Motivated by the nostalgia of the Greyhound Bus thread, that motivated me to show this video – another of my childhood fascinations – riding department store escalators (mostly in Pittsburgh, but not exclusively).
Before suburban shopping malls, people went downtown to shop. Large cities typically had several large department stores that occupied an entire block, with maybe 10 or more stories of merchandise. You typically had two ways to get to the upper floors – riding an elevator, with the operator calling out the merchandise on each floor as they stopped (“Floor 6 – Women’s clothing, coats, blankets – please watch your step”) or riding a series of escalators.
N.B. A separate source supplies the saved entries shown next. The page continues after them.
PR #727, opened 2023-12-07
Clear cache before going to another tests in unit tests

nabenabe0928:

## Reference Issues/PRs

As the unit tests take over the cache from previous tests, I added a clearing function for such cache.
By adding this to the current set of the unit tests, we can test our code more safely.

I added a function for cleaning up the cache.

### DIFF
--- a/e2e_tests/test_dashboard/test_usecases/test_preferential_optimization.py
+++ b/e2e_tests/test_dashboard/test_usecases/test_preferential_optimization.py
@@ -9,6 +9,7 @@ from playwright.sync_api import Page
 import pytest
 
 from ...test_server import make_test_server
+from ...utils import clear_inmemory_cache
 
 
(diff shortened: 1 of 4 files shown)


c-bata:

nabenabe0928:
To reproduce the failure of this test, you can insert the following after [this line](https://github.com/optuna/optuna-dashboard/blob/main/optuna_dashboard/_storage.py#L29):
```python
        if trials is not None:
            trials_from_study = storage.get_all_trials(study_id=study_id)
            assert trials[0] == trials_from_study[0], f"{trials[0]}, {trials_from_study[0]}"
```

And then run `pytest -W ignore e2e_tests/test_dashboard/visual_regression_test.py::test_trial_note`.

Without the modification, we get the assertion error.

keisuke-umezawa (approved):
LGTM. As a followup, I will think the way to delete cache when the server stops.

PR #728, opened 2023-12-08
Replace the time heuristic for storage check with check by a new trial number

nabenabe0928:

## Reference Issues/PRs

Since we currently refer to the storage to get all trials for GET requests, the load for the GET requests is often heavy.
By design, it is surely efficient to fetch all the trials when we would like to get many trials at once while it is quicker to fetch a trial if we just would like to know the state or existence of a trial.

The unittests of this PR pass after merging [this PR](https://github.com/optuna/optuna-dashboard/pull/727).
The previous PR fixes bugs in unittests, which caused leaked cache from unrelated tests.

I use the trick explained above to judge whether we should fetch all the trials.
Currently, we rely on the last timing when we check all the trials, but I replace this heuristic with the following:
1. Check the maximum trial number in cache (and define it as `max_trial_number`),
2. Check whether the storage has a trial with the number of `max_trial_number + 1` for the current `study_id` of interest,
3. If yes, fetch all the trials from the storage as it is necessary,
4. If not, check all the cached trials' states, and if any states are updatable and the corresponding trial in the storage is not updatable (`COMPLETE`, `PRUNED`, or `FAILED`), we fetch all the trials,
5. Otherwise, we do not check all the trials.

Note that we need the time complexity of `O(N)` where `N` is the number rows in the storage to fetch a trial and I assume that we do not have so many running or waiting trials in each study as it is very unlikely to have many of such trials if Optuna works as intended.

### DIFF
--- a/e2e_tests/utils.py
+++ b/e2e_tests/utils.py
@@ -1,9 +1,7 @@
 from optuna_dashboard._storage import trials_cache
 from optuna_dashboard._storage import trials_cache_lock
-from optuna_dashboard._storage import trials_last_fetched_at
 
 
 def clear_inmemory_cache() -> None:
     with trials_cache_lock:
         trials_cache.clear()
-        trials_last_fetched_at.clear()
--- a/optuna_dashboard/_storage.py
+++ b/optuna_dashboard/_storage.py
@@ -40,6 +40,8 @@ def _should_update_trials_cache(storage: BaseStorage, study_id: int) -> bool:
         pass
 
     for t in trials:
+        # It is very likely that the number of updatable trials (running or waiting) is bounded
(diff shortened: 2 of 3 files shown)


c-bata:
Thank you for your huge effort :bow: Unfortunately I have some concerns regarding your proposed changes. 

Although the proposed logic improves the performance under certain scenarios, such as lower network latency or when studies have few running trials, it may issue numerous SQL queries when the study contains numerous unfinished trials that may lead to serious performance degradation. So, I would say the existing logic provides superior average performance with its simpler code.

I will be closing this pull request for now. If you have alternative ideas that could address these concerns, please feel free to reopen this. Once again, thank you for your time 🥇

PR #731, opened 2023-12-12
Make running trials in timeline plot visible

nabenabe0928:

## Reference Issues/PRs

This PR makes the running trials in the timeline plot visible.
Currently, running trials are handled as a run duration of zero.
For this reason, we cannot see running trials in the timeline plot although it actually exists.
In this PR, I aim to make them appear in the timeline plot.
Plus, I revised the code so that trials, which were killed before they completed, will handle the max time in the plot as the max completed/pruned/failed timing.

This PR makes the following changes:
1. Running trials will appear on the timeline plot, and
2. The maximum of the x-axis is handled as either the current date time (if the current running durations are not too long) or the maximum completed time.

### DIFF
--- a/optuna_dashboard/ts/components/GraphTimeline.tsx
+++ b/optuna_dashboard/ts/components/GraphTimeline.tsx
@@ -83,6 +83,10 @@ const plotTimeline = (trials: Trial[], mode: string) => {
       const start = t.datetime_start?.getTime() ?? new Date().getTime()
       const now = new Date().getTime()
       // This is an ad-hoc handling to check if the trial is running.
+      // We do not check via `trialState` because some trials may have state=RUNNING,
+      // even if they are not running because of unexpected job kills.
+      // In this case, we would like to ensure that these trials will not squash the timeline plot
+      // for the other trials.
       return now - start < maxRunDuration * 5
     })
   const maxDatetime = hasRunning
@@ -117,13 +121,13 @@ const plotTimeline = (trials: Trial[], mode: string) => {
   const makeTrace = (bars: Trial[], state: string, color: string) => {
     const isRunning = state === runningKey
     const starts = bars.map((b) => b.datetime_start ?? new Date())
-    const runDurations = bars.map((b) => {
-      const start = b.datetime_start?.getTime() ?? new Date().getTime()
-      const complete = b.datetime_complete?.getTime() ?? start
+    const runDurations = bars.map((b, i) => {
+      const startTime = starts[i].getTime()
+      const completeTime = b.datetime_complete?.getTime() ?? startTime
       // By using 1 as the min value, we can recognize these bars at least when zooming in.
       return Math.max(
         1,
-        !isRunning ? complete - start : maxDatetime.getTime() - start
+        !isRunning ? completeTime - startTime : maxDatetime.getTime() - startTime
       )
     })
     const trace: Partial<plotly.PlotData> = {
--- a/optuna_dashboard/ts/components/GraphTimeline.tsx
+++ b/optuna_dashboard/ts/components/GraphTimeline.tsx
@@ -65,10 +65,30 @@ const plotTimeline = (trials: Trial[], mode: string) => {
       )
     )
   )
-  const maxDatetime = new Date(
+  const maxRunDuration = Math.max(
+    ...lastTrials.map(
+      (t) => {
+        const start = t.datetime_start?.getTime() ?? new Date().getTime()
+        const complete = t.datetime_complete?.getTime() ?? start
+        return complete - start
+      }
+    )
+  )
+  const hasRunning = maxRunDuration === 0 || lastTrials.some((t) => {
+      const isRunning = t.state === "Running"
+      if (!isRunning){
+        return false
+      }
+      const start = t.datetime_start?.getTime() ?? new Date().getTime()
+      const now = new Date().getTime()
+      // This is an ad-hoc handling to check if the trial is running.
+      return now - start < maxRunDuration * 5
+    }
+  )
+  const maxDatetime = hasRunning ? new Date() : new Date(
     Math.max(
       ...lastTrials.map(
-        (t) => t.datetime_start?.getTime() ?? minDatetime.getTime()
+        (t) => t.datetime_complete?.getTime() ?? minDatetime.getTime()
       )
     )
   )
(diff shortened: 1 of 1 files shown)


c-bata:

nabenabe0928:
I checked the behavior with the following:

```python
import time

import optuna


def objective(trial: optuna.Trial) -> float:
    x = trial.suggest_float("x", -5, 5)
    time.sleep(30)
    return x


if __name__ == "__main__":
    study = optuna.create_study(storage="sqlite:///demo.db")
    study.optimize(objective, n_trials=100)

```

optuna_dashboard/ts/components/GraphTimeline.tsx
```diff
@@ -65,13 +66,34 @@ const plotTimeline = (trials: Trial[], mode: string) => {
...
+    (maxRunDuration === -Infinity &&
+      trials.some((t) => t.state === runningKey)) ||
+    trials.some((t) => {
+      if (t.state !== runningKey) {
+        return false
+      }
+      const start = t.datetime_start?.getTime() ?? new Date().getTime()
+      const now = new Date().getTime()
+      // This is an ad-hoc handling to check if the trial is running.
+      return now - start < maxRunDuration * 5
```
keisuke-umezawa, line 86: [question] Why do we need those lines for ad-hoc handling?

optuna_dashboard/ts/components/GraphTimeline.tsx
```diff
@@ -93,11 +115,20 @@ const plotTimeline = (trials: Trial[], mode: string) => {
   }
 
   const makeTrace = (bars: Trial[], state: string, color: string) => {
+    const isRunning = state === runningKey
     const starts = bars.map((b) => b.datetime_start ?? new Date())
-    const completes = bars.map((b, i) => b.datetime_complete ?? starts[i])
+    const runDurations = bars.map((b) => {
+      const start = b.datetime_start?.getTime() ?? new Date().getTime()
```
keisuke-umezawa, line 121: How about this one because we can always guarantee that `starts` and `start` are consistent?
```    
const runDurations = bars.map((b, i) => {
      const start = starts[i].getTime()
```

optuna_dashboard/ts/components/GraphTimeline.tsx
```diff
@@ -93,11 +115,20 @@ const plotTimeline = (trials: Trial[], mode: string) => {
...
+      const complete = b.datetime_complete?.getTime() ?? start
```
keisuke-umezawa, line 122: How about this since we can use the current time for running trials?
```
const complete = b.datetime_complete?.getTime() ?? maxDatetime.getTime()
```

optuna_dashboard/ts/components/GraphTimeline.tsx
```diff
@@ -93,11 +115,20 @@ const plotTimeline = (trials: Trial[], mode: string) => {
...
+      // By using 1 as the min value, we can recognize these bars at least when zooming in.
+      return Math.max(
+        1,
+        !isRunning ? complete - start : maxDatetime.getTime() - start
+      )
+    })
```
keisuke-umezawa, line 128: [question] Why do we need to get max here? If we fix the code as I said, those lines can be just `complete - start`?

keisuke-umezawa (approved):
I left come questions and comments. Could you check them?

keisuke-umezawa (changes requested):
Sorry, I wrongly added approved. I changed it to ng 🙇

optuna_dashboard/ts/components/GraphTimeline.tsx
keisuke-umezawa: For me, it can be just simply with `  const hasRunning = trials.some((t) => t.state === runningKey)`, but do you have some reasons that you need to write those lines?

optuna_dashboard/ts/components/GraphTimeline.tsx
keisuke-umezawa: For me, it seems that we can use the following lines:

```
    const runDurations = bars.map((b, i) => {
      const start = starts[i].getTime()
      const complete = b.datetime_complete?.getTime() ?? maxDatetime.getTime()
      return complete - start
    }
```

optuna_dashboard/ts/components/GraphTimeline.tsx
nabenabe0928: We can remove it as well, but then the problem is that the timeline for `RUNNING` trials, which was not somehow killed properly (it is basically preemption, which often happens, in our internal cluster) then the timeline plot for the other trials will not be visible because they will be squashed by the running trials, which are not really running because of preemption.

optuna_dashboard/ts/components/GraphTimeline.tsx
nabenabe0928: The lower bound `1` is necessary to be able to recognize at least bars exist in case `runDurations=0`.
Otherwise, I think your code is better.

nabenabe0928: Oh, actually, `const complete = b.datetime_complete?.getTime() ?? maxDatetime.getTime()` is incorrect when we think of `trialState===WAITING`.

optuna_dashboard/ts/components/GraphTimeline.tsx
nabenabe0928: `start` is necessary for waiting trials.

optuna_dashboard/ts/components/GraphTimeline.tsx
```diff
@@ -65,13 +66,38 @@ const plotTimeline = (trials: Trial[], mode: string) => {
...
   )
+  const hasRunning =
+    (maxRunDuration === -Infinity &&
+      trials.some((t) => t.state === runningKey)) ||
+    trials.some((t) => {
+      if (t.state !== runningKey) {
+        return false
+      }
+      const start = t.datetime_start?.getTime() ?? new Date().getTime()
+      const now = new Date().getTime()
```
keisuke-umezawa, line 84: [nits] We should define `now` on the top of this function, and use it instead of `Date()` everywhere to have consistent current time.

optuna_dashboard/ts/components/GraphTimeline.tsx
keisuke-umezawa: Ok, I understand that you want to show `waiting` and  in some cases also `running` trials.

In the optuna, it uses the current time for complete if a trial does not have it when it is `waiting` or `running`.
ref: https://github.com/optuna/optuna/blob/master/optuna/visualization/_timeline.py#L85-L86 Are you planning to make back port to optuna itself?

keisuke-umezawa (approved):
Thank you for working on it!
I just add a nits comment. If you fix it, you can merge it.
Btw, it makes some differences with optuna itself, and it is recommended to make back port to optuna.

optuna_dashboard/ts/components/GraphTimeline.tsx
nabenabe0928: Done

optuna_dashboard/ts/components/GraphTimeline.tsx
nabenabe0928: I did the backport [here](https://github.com/optuna/optuna/pull/5168)

nabenabe0928:
@keisuke-umezawa I made a backport to Optuna! Are there any other things I should do?

keisuke-umezawa:
@nabenabe0928 
The implementation in optuna side is not fixed yet, and it will make some differences between optuna and optuna-dashboad later. But, I believe that you will make a back port again from optuna to optuna-dashboard. So, I will merge this PR.

PR #732, opened 2023-12-15
Add journal storage loader

gen740:

## Reference Issues/PRs

None

- Add `journalStorage.ts` into standalone app, enabling `journal storage` support.

### DIFF
--- a/standalone_app/src/components/StorageLoader.tsx
+++ b/standalone_app/src/components/StorageLoader.tsx
@@ -30,12 +30,13 @@ export const StorageLoader: FC = () => {
     const r = new FileReader()
     r.addEventListener("load", () => {
       const arrayBuffer = r.result as ArrayBuffer | null
-      const fileExtension = file.name.split(".").pop()
       if (arrayBuffer !== null) {
-        if (fileExtension === "log") {
-          loadJournalStorage(arrayBuffer, setStudies)
-        } else {
+        const header = new Uint8Array(arrayBuffer, 0, 16)
+        const headerString = new TextDecoder().decode(header)
+        if (headerString === "SQLite format 3\u0000") {
           loadSQLite3Storage(arrayBuffer, setStudies)
+        } else {
+          loadJournalStorage(arrayBuffer, setStudies)
         }
       }
     })
--- a/standalone_app/src/components/StorageLoader.tsx
+++ b/standalone_app/src/components/StorageLoader.tsx
@@ -32,7 +32,7 @@ export const StorageLoader: FC = () => {
       const arrayBuffer = r.result as ArrayBuffer | null
       const fileExtension = file.name.split(".").pop()
       if (arrayBuffer !== null) {
-        if (fileExtension == "log") {
+        if (fileExtension === "log") {
           loadJournalStorage(arrayBuffer, setStudies)
         } else {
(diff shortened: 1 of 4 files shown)


nabenabe0928:
@c-bata Could you review this PR?

nabenabe0928:
@c-bata I removed you from the assignee of this PR.

standalone_app/src/components/StorageLoader.tsx
```diff
@@ -30,7 +31,13 @@ export const StorageLoader: FC = () => {
     r.addEventListener("load", () => {
       const arrayBuffer = r.result as ArrayBuffer | null
       if (arrayBuffer !== null) {
-        loadStorage(arrayBuffer, setStudies)
+        const header = new Uint8Array(arrayBuffer, 0, 16)
+        const headerString = new TextDecoder().decode(header)
+        if (headerString === "SQLite format 3\u0000") {
+          loadSQLite3Storage(arrayBuffer, setStudies)
+        } else {
+          loadJournalStorage(arrayBuffer, setStudies)
```
keisuke-umezawa, line 39: [question] Do you have any way to check that the file is compatible with JournalStorage? If yes, we can add "else if" to check it.

standalone_app/src/vscode_entry.tsx
```diff
@@ -35,7 +38,13 @@ export const AppWrapper: FC = () => {
             bytes[i] = binaryString.charCodeAt(i)
           }
           arrayBuffer = bytes.buffer
-          loadStorage(arrayBuffer, onceSetStudies)
+          header = new Uint8Array(arrayBuffer, 0, 16)
+          headerString = new TextDecoder().decode(header)
+          if (headerString === "SQLite format 3\u0000") {
+            loadSQLite3Storage(arrayBuffer, onceSetStudies)
+          } else {
+            loadJournalStorage(arrayBuffer, onceSetStudies)
```
keisuke-umezawa, line 46: ditto.

keisuke-umezawa (commented):
This is early review comment. I checked PR other than JournalStorage implementation. I will check it later 🙏 
Btw, I hope we can add some tests for it. At least, can you add e2e test for this one similar to this test?

https://github.com/optuna/optuna-dashboard/blob/38cc928df3423c08eb5dea60bd67d097d0e833b0/e2e_tests/test_standalone/test_study_list.py#L28-L74

standalone_app/src/components/StorageLoader.tsx
gen740: Unfortunately, there is no "header" or special "flag" in the JournalStorage log. The only requirement for JournalStorage is a JSON line file. We can detect the format by parsing the first line of the log, but I believe this should be handled in the `JournalStorage` class.

gen740:
Thank you for your comments!
Currently, Optuna-dashboard's standalone app lacks a test system. Consequently, there is no way to implement tests at this time. However, I plan to develop and add a testing system for the standalone app as a follow-up.

keisuke-umezawa:
@gen740 
Ok. In that case, I will quickly check this PR weather it will not break the entire system. If not, I will merge it soon.

keisuke-umezawa:
I confirmed that it also works well in my env. I merge it. Let's add some tests later.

For floors up higher, the elevator was faster, but the escalators had higher capacity. Often, the elevators would be split into banks, so if you wanted to go to the 8th floor, you could take the 6-12’th floor elevator and not have to stop at every floor (This was before automated elevators)
As the comments note, these were decommissioned in 2004 – but extremely typical – the landings of each floor have the floor number, since it is easy to lose count. The higher up in the store you got, typically the lower the capacity of the escalator, the older it was and the less maintained it was.
This youtube video was related to another one describing the “wonderful” new escalator in Columbia to take people up and down a hillside:
Playing on department store escalators was fun, but nothing beat riding the Pink Pig monorail around the ceiling of the toy department at Rich’s in Atlanta. 🙂
http://www.wsbtv.com/gallery/entertainment/all-aboard-see-the-pink-pig/gFmC/#483860
That was something I was thinking about as I wrote that, but figured it was too obscure and personal. The Department stores did special things at Christmas – one of them created an express elevator to the North Pole with all sorts of embellishments. I’m not positive if it was the same year, but the one of the downtown stores (I’m thinking Gimbels, but it could have been Kaufmanns) had the same thing – a monorailish thing that was attached to the ceiling and took little kids around the toy department. I don’t think the one in Pittsburgh was a pig, though.
Sure enough, it was in Gimbels:
http://www.departmentstorehistory.net/disc.htm
http://www.jeffersoncountytrails.org/Louden/h-monorail.htm
Google also coughed up an ad from the newspaper to ride the Gimbels monorail in Pittsburgh – it was from 1965, which is close to the time period I would have guessed. I remember maybe being just a little too old to ride it. My memory is it was set up like it was a space rocket, which would have made sense with the Sputnik, race to the moon movement at the time.